━━ Records for this task ━━
PR #6509, opened 2020-10-13
[language] Add trace! to failing transactions during execution

dariorussi:
Add trace! for transactions that get discarded during execution.
When validating transactions, mempool already reports failures so
we don't need to do it in the VM or Adapter.
However execution was not reporting discarded transaction unless
coming from invariant violation. And discarded transactions are
not charged and a system cost.
Given that trace is not logged to the server and can be enabled
"on the fly" this is a good way to debug possible problems
without penalizing the system.

### DIFF
--- a/language/libra-vm/src/libra_transaction_executor.rs
+++ b/language/libra-vm/src/libra_transaction_executor.rs
@@ -644,17 +644,25 @@ impl LibraVM {
                 debug!(log_context, "Retry after reconfiguration");
                 continue;
             };
-            let (vm_status, output) = match txn {
+            let (vm_status, output, sender) = match txn {
                 Ok(PreprocessedTransaction::BlockPrologue(block_metadata)) => {
                     execute_block_trace_guard.clear();
                     current_block_id = block_metadata.id();
                     trace_code_block!("libra_vm::execute_block_impl", {"block", current_block_id}, execute_block_trace_guard);
-                    self.process_block_prologue(data_cache, block_metadata, &log_context)?
+                    let (vm_status, output) =
+                        self.process_block_prologue(data_cache, block_metadata, &log_context)?;
+                    (vm_status, output, Some("block_prologue".to_string()))
                 }
                 Ok(PreprocessedTransaction::WaypointWriteSet(write_set_payload)) => {
-                    self.process_waypoint_change_set(data_cache, write_set_payload, &log_context)?
+                    let (vm_status, output) = self.process_waypoint_change_set(
+                        data_cache,
+                        write_set_payload,
+                        &log_context,
+                    )?;
+                    (vm_status, output, Some("waypoint_write_set".to_string()))
                 }
                 Ok(PreprocessedTransaction::UserTransaction(txn)) => {
+                    let sender = txn.sender().to_string();
                     let _timer = TXN_TOTAL_SECONDS.start_timer();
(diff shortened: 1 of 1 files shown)


dariorussi:
tested on e2e tests with logging enabled and we get all the proper tracing with good info, including `INVALID_SIGNATURE` which seems a good thing to report in execution

bmwill (approved):

sausagee (approved):

runtian-zhou:
Are we afraid that the "false negative" is going to bother us in the future? I would imagine that those lines will be triggered when the mempool didn't reject such transaction (e.g: when the second transaction used to have enough balance to pay for gas but not until the first transaction gets committed). Is the intention to record transactions as such? Or we just want to know what are transactions that get discarded.

language/libra-vm/src/libra_transaction_executor.rs
```diff
@@ -668,15 +676,30 @@ impl LibraVM {
...
                 }
                 Ok(PreprocessedTransaction::WriteSet(txn)) => {
-                    self.process_writeset_transaction(data_cache, *txn, &log_context)?
+                    let (vm_status, output) =
+                        self.process_writeset_transaction(data_cache, *txn, &log_context)?;
+                    (vm_status, output, Some("write_set".to_string()))
+                }
+                Err(e) => {
+                    let (vm_status, output) = discard_error_vm_status(e);
+                    (vm_status, output, None)
```
runtian-zhou, line 688: This should be a pure signature error. Should it be `None`?

bob-wilson (approved):
This looks good to me

dariorussi:
> Are we afraid that the "false negative" is going to bother us in the future? I would imagine that those lines will be triggered when the mempool didn't reject such transaction (e.g: when the second transaction used to have enough balance to pay for gas but not until the first transaction gets committed). Is the intention to record transactions as such? Or we just want to know what are transactions that get discarded.

I think we are somewhat concerned in an open system that false positive can become a problem. So in some future we may change that. But right now, and to be honest also in the future, one could argue that either those errors do not happen often (as they should not), in which case the noise is not that high anyway, and if they happen a lot being able to know about them may be a good thing. Thoughts?
In any case this is effectively logging nothing and it will only log if the level is kicked down on a given validator. And that is also the intent here, to have a debug story that is completely off in normal operation.
Let me know if you have concerns but this seems a fine story for now, particularly if we are all aware of it

language/libra-vm/src/libra_transaction_executor.rs
dariorussi: yes correct, that is what it looks like, just figured I'd bundle any error under None and print out a "malformed transaction" which for now we know to be only an invalid signature (and maybe forever?).
I somewhat did not want to be too explicit in the face of the `Err(e)`, I can change that if we think is important

bob-wilson:
> In any case this is effectively logging nothing and it will only log if the level is kicked down on a given validator. And that is also the intent here, to have a debug story that is completely off in normal operation.
> Let me know if you have concerns but this seems a fine story for now, particularly if we are all aware of it

That matches my understanding of the situation. The last time we discussed logging these failed transactions, we decided not to do it for exactly the reason that @runtian-zhou mentioned. But, with the trace level of logging, we can selectively enable this for debugging and get that extra level of visibility only when we want it.

PR #6513, opened 2020-10-14
[mempool] config tweaks

christinacelee:
## Motivation

Making garbage-collection interval and system TTL default config values lower - also open to other suggestions

### DIFF
--- a/config/src/config/mempool_config.rs
+++ b/config/src/config/mempool_config.rs
@@ -34,8 +34,8 @@ impl Default for MempoolConfig {
             capacity: 1_000_000,
             capacity_per_user: 100,
             default_failovers: 0,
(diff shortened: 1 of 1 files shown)


config/src/config/mempool_config.rs
```diff
@@ -34,8 +34,8 @@ impl Default for MempoolConfig {
             capacity: 1_000_000,
             capacity_per_user: 100,
             default_failovers: 0,
-            system_transaction_timeout_secs: 86400,
-            system_transaction_gc_interval_ms: 180_000,
+            system_transaction_timeout_secs: 900,
```
davidiw, line 37: I heard something along the line of 5 minutes, but I trust you know better than I do.

davidiw (approved):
━━━
» Task description:
For this exercise, repeat the data above exactly.

» Reply to the task:
PR #6509, opened 2020-10-13
[language] Add trace! to failing transactions during execution

dariorussi:
Add trace! for transactions that get discarded during execution.
When validating transactions, mempool already reports failures so
we don't need to do it in the VM or Adapter.
However execution was not reporting discarded transaction unless
coming from invariant violation. And discarded transactions are
not charged and a system cost.
Given that trace is not logged to the server and can be enabled
"on the fly" this is a good way to debug possible problems
without penalizing the system.

### DIFF
--- a/language/libra-vm/src/libra_transaction_executor.rs
+++ b/language/libra-vm/src/libra_transaction_executor.rs
@@ -644,17 +644,25 @@ impl LibraVM {
                 debug!(log_context, "Retry after reconfiguration");
                 continue;
             };
-            let (vm_status, output) = match txn {
+            let (vm_status, output, sender) = match txn {
                 Ok(PreprocessedTransaction::BlockPrologue(block_metadata)) => {
                     execute_block_trace_guard.clear();
                     current_block_id = block_metadata.id();
                     trace_code_block!("libra_vm::execute_block_impl", {"block", current_block_id}, execute_block_trace_guard);
-                    self.process_block_prologue(data_cache, block_metadata, &log_context)?
+                    let (vm_status, output) =
+                        self.process_block_prologue(data_cache, block_metadata, &log_context)?;
+                    (vm_status, output, Some("block_prologue".to_string()))
                 }
                 Ok(PreprocessedTransaction::WaypointWriteSet(write_set_payload)) => {
-                    self.process_waypoint_change_set(data_cache, write_set_payload, &log_context)?
+                    let (vm_status, output) = self.process_waypoint_change_set(
+                        data_cache,
+                        write_set_payload,
+                        &log_context,
+                    )?;
+                    (vm_status, output, Some("waypoint_write_set".to_string()))
                 }
                 Ok(PreprocessedTransaction::UserTransaction(txn)) => {
+                    let sender = txn.sender().to_string();
                     let _timer = TXN_TOTAL_SECONDS.start_timer();
(diff shortened: 1 of 1 files shown)


dariorussi:
tested on e2e tests with logging enabled and we get all the proper tracing with good info, including `INVALID_SIGNATURE` which seems a good thing to report in execution

bmwill (approved):

sausagee (approved):

runtian-zhou:
Are we afraid that the "false negative" is going to bother us in the future? I would imagine that those lines will be triggered when the mempool didn't reject such transaction (e.g: when the second transaction used to have enough balance to pay for gas but not until the first transaction gets committed). Is the intention to record transactions as such? Or we just want to know what are transactions that get discarded.

language/libra-vm/src/libra_transaction_executor.rs
```diff
@@ -668,15 +676,30 @@ impl LibraVM {
...
                 }
                 Ok(PreprocessedTransaction::WriteSet(txn)) => {
-                    self.process_writeset_transaction(data_cache, *txn, &log_context)?
+                    let (vm_status, output) =
+                        self.process_writeset_transaction(data_cache, *txn, &log_context)?;
+                    (vm_status, output, Some("write_set".to_string()))
+                }
+                Err(e) => {
+                    let (vm_status, output) = discard_error_vm_status(e);
+                    (vm_status, output, None)
```
runtian-zhou, line 688: This should be a pure signature error. Should it be `None`?

bob-wilson (approved):
This looks good to me

dariorussi:
> Are we afraid that the "false negative" is going to bother us in the future? I would imagine that those lines will be triggered when the mempool didn't reject such transaction (e.g: when the second transaction used to have enough balance to pay for gas but not until the first transaction gets committed). Is the intention to record transactions as such? Or we just want to know what are transactions that get discarded.

I think we are somewhat concerned in an open system that false positive can become a problem. So in some future we may change that. But right now, and to be honest also in the future, one could argue that either those errors do not happen often (as they should not), in which case the noise is not that high anyway, and if they happen a lot being able to know about them may be a good thing. Thoughts?
In any case this is effectively logging nothing and it will only log if the level is kicked down on a given validator. And that is also the intent here, to have a debug story that is completely off in normal operation.
Let me know if you have concerns but this seems a fine story for now, particularly if we are all aware of it

language/libra-vm/src/libra_transaction_executor.rs
dariorussi: yes correct, that is what it looks like, just figured I'd bundle any error under None and print out a "malformed transaction" which for now we know to be only an invalid signature (and maybe forever?).
I somewhat did not want to be too explicit in the face of the `Err(e)`, I can change that if we think is important

bob-wilson:
> In any case this is effectively logging nothing and it will only log if the level is kicked down on a given validator. And that is also the intent here, to have a debug story that is completely off in normal operation.
> Let me know if you have concerns but this seems a fine story for now, particularly if we are all aware of it

That matches my understanding of the situation. The last time we discussed logging these failed transactions, we decided not to do it for exactly the reason that @runtian-zhou mentioned. But, with the trace level of logging, we can selectively enable this for debugging and get that extra level of visibility only when we want it.

PR #6513, opened 2020-10-14
[mempool] config tweaks

christinacelee:
## Motivation

Making garbage-collection interval and system TTL default config values lower - also open to other suggestions

### DIFF
--- a/config/src/config/mempool_config.rs
+++ b/config/src/config/mempool_config.rs
@@ -34,8 +34,8 @@ impl Default for MempoolConfig {
             capacity: 1_000_000,
             capacity_per_user: 100,
             default_failovers: 0,
(diff shortened: 1 of 1 files shown)


config/src/config/mempool_config.rs
```diff
@@ -34,8 +34,8 @@ impl Default for MempoolConfig {
             capacity: 1_000_000,
             capacity_per_user: 100,
             default_failovers: 0,
-            system_transaction_timeout_secs: 86400,
-            system_transaction_gc_interval_ms: 180_000,
+            system_transaction_timeout_secs: 900,
```
davidiw, line 37: I heard something along the line of 5 minutes, but I trust you know better than I do.

davidiw (approved):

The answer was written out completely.